PROMPT:
Nothing is to be left out; print all the entries exactly.

• • • • •

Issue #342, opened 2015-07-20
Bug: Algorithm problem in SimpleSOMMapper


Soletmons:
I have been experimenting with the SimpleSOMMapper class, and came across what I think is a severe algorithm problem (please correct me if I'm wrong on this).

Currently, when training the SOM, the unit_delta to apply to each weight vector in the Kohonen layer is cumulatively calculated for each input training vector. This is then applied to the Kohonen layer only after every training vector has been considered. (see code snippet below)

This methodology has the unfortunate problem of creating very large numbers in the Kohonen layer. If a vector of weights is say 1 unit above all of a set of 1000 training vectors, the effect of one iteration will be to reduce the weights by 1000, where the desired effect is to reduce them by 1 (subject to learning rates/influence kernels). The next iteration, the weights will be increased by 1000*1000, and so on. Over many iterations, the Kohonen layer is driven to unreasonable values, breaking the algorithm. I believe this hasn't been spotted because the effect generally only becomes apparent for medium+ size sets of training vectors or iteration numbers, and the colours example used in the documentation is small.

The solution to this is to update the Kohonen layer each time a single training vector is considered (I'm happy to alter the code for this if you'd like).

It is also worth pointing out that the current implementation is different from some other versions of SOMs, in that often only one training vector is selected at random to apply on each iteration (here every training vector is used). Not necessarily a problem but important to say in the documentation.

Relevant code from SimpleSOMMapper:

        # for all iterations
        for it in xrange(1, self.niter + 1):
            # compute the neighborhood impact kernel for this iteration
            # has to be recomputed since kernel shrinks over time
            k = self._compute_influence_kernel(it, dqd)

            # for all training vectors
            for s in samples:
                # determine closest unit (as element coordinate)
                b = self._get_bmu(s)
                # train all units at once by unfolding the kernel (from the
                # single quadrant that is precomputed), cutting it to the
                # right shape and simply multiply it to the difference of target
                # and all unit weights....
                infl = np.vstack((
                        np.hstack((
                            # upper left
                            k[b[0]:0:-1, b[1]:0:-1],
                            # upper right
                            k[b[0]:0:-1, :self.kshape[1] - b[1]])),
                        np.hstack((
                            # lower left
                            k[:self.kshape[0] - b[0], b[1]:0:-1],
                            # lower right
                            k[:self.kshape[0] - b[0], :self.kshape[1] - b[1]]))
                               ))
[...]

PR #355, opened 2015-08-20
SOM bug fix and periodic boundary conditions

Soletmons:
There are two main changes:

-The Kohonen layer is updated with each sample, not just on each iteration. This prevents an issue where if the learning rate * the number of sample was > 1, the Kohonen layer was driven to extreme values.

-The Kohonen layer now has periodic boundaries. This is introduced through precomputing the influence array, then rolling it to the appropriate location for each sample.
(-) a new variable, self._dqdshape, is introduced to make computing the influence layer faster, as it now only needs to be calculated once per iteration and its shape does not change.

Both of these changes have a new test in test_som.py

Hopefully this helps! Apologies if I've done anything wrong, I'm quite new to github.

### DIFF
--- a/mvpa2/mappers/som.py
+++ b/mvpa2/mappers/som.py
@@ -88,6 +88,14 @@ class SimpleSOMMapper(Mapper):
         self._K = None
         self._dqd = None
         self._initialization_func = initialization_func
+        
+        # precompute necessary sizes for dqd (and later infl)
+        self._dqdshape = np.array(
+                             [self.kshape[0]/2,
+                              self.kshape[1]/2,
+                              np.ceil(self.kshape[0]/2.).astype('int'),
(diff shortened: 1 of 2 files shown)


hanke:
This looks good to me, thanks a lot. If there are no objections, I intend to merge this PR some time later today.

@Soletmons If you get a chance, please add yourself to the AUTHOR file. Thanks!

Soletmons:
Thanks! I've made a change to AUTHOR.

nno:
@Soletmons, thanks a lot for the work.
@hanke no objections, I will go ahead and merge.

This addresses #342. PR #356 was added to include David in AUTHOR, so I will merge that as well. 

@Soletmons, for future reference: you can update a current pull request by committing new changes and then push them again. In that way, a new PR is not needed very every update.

• • • • •

REPLY TO THE TASK:
Issue #342, opened 2015-07-20
Bug: Algorithm problem in SimpleSOMMapper


Soletmons:
I have been experimenting with the SimpleSOMMapper class, and came across what I think is a severe algorithm problem (please correct me if I'm wrong on this).

Currently, when training the SOM, the unit_delta to apply to each weight vector in the Kohonen layer is cumulatively calculated for each input training vector. This is then applied to the Kohonen layer only after every training vector has been considered. (see code snippet below)

This methodology has the unfortunate problem of creating very large numbers in the Kohonen layer. If a vector of weights is say 1 unit above all of a set of 1000 training vectors, the effect of one iteration will be to reduce the weights by 1000, where the desired effect is to reduce them by 1 (subject to learning rates/influence kernels). The next iteration, the weights will be increased by 1000*1000, and so on. Over many iterations, the Kohonen layer is driven to unreasonable values, breaking the algorithm. I believe this hasn't been spotted because the effect generally only becomes apparent for medium+ size sets of training vectors or iteration numbers, and the colours example used in the documentation is small.

The solution to this is to update the Kohonen layer each time a single training vector is considered (I'm happy to alter the code for this if you'd like).

It is also worth pointing out that the current implementation is different from some other versions of SOMs, in that often only one training vector is selected at random to apply on each iteration (here every training vector is used). Not necessarily a problem but important to say in the documentation.

Relevant code from SimpleSOMMapper:

        # for all iterations
        for it in xrange(1, self.niter + 1):
            # compute the neighborhood impact kernel for this iteration
            # has to be recomputed since kernel shrinks over time
            k = self._compute_influence_kernel(it, dqd)

            # for all training vectors
            for s in samples:
                # determine closest unit (as element coordinate)
                b = self._get_bmu(s)
                # train all units at once by unfolding the kernel (from the
                # single quadrant that is precomputed), cutting it to the
                # right shape and simply multiply it to the difference of target
                # and all unit weights....
                infl = np.vstack((
                        np.hstack((
                            # upper left
                            k[b[0]:0:-1, b[1]:0:-1],
                            # upper right
                            k[b[0]:0:-1, :self.kshape[1] - b[1]])),
                        np.hstack((
                            # lower left
                            k[:self.kshape[0] - b[0], b[1]:0:-1],
                            # lower right
                            k[:self.kshape[0] - b[0], :self.kshape[1] - b[1]]))
                               ))
[...]

PR #355, opened 2015-08-20
SOM bug fix and periodic boundary conditions

Soletmons:
There are two main changes:

-The Kohonen layer is updated with each sample, not just on each iteration. This prevents an issue where if the learning rate * the number of sample was > 1, the Kohonen layer was driven to extreme values.

-The Kohonen layer now has periodic boundaries. This is introduced through precomputing the influence array, then rolling it to the appropriate location for each sample.
(-) a new variable, self._dqdshape, is introduced to make computing the influence layer faster, as it now only needs to be calculated once per iteration and its shape does not change.

Both of these changes have a new test in test_som.py

Hopefully this helps! Apologies if I've done anything wrong, I'm quite new to github.

### DIFF
--- a/mvpa2/mappers/som.py
+++ b/mvpa2/mappers/som.py
@@ -88,6 +88,14 @@ class SimpleSOMMapper(Mapper):
         self._K = None
         self._dqd = None
         self._initialization_func = initialization_func
+        
+        # precompute necessary sizes for dqd (and later infl)
+        self._dqdshape = np.array(
+                             [self.kshape[0]/2,
+                              self.kshape[1]/2,
+                              np.ceil(self.kshape[0]/2.).astype('int'),
(diff shortened: 1 of 2 files shown)


hanke:
This looks good to me, thanks a lot. If there are no objections, I intend to merge this PR some time later today.

@Soletmons If you get a chance, please add yourself to the AUTHOR file. Thanks!

Soletmons:
Thanks! I've made a change to AUTHOR.

nno:
@Soletmons, thanks a lot for the work.
@hanke no objections, I will go ahead and merge.

This addresses #342. PR #356 was added to include David in AUTHOR, so I will merge that as well. 

@Soletmons, for future reference: you can update a current pull request by committing new changes and then push them again. In that way, a new PR is not needed very every update.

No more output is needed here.